----- Records for the task -----

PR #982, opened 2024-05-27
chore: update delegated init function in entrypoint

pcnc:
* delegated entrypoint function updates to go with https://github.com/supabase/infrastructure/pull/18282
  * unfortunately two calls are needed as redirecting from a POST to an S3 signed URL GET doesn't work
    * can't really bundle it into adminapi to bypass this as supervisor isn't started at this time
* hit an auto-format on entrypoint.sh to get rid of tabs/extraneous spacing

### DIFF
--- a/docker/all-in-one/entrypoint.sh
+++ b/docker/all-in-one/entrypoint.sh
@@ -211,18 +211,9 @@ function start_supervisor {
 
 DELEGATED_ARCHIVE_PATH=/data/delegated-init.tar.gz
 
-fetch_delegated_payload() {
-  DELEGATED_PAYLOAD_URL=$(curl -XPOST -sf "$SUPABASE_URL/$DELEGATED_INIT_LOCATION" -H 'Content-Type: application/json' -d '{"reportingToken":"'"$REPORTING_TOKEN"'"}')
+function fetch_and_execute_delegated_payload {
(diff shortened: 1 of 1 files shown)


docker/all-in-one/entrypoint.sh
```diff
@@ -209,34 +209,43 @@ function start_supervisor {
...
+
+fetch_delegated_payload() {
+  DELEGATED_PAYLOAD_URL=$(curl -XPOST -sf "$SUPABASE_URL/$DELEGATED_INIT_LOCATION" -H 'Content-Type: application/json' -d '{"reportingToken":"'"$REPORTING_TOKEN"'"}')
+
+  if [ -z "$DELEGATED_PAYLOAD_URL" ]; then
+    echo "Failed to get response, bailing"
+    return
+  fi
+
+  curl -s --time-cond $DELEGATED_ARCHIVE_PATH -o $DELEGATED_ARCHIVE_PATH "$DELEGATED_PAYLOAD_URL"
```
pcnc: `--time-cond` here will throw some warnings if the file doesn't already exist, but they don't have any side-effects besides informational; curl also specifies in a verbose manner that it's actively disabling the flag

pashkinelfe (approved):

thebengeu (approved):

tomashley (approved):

-----

Whenever the string "approved" shows up in a line of the entries, copy that line.

--- Solution ---
pashkinelfe (approved):
thebengeu (approved):
tomashley (approved):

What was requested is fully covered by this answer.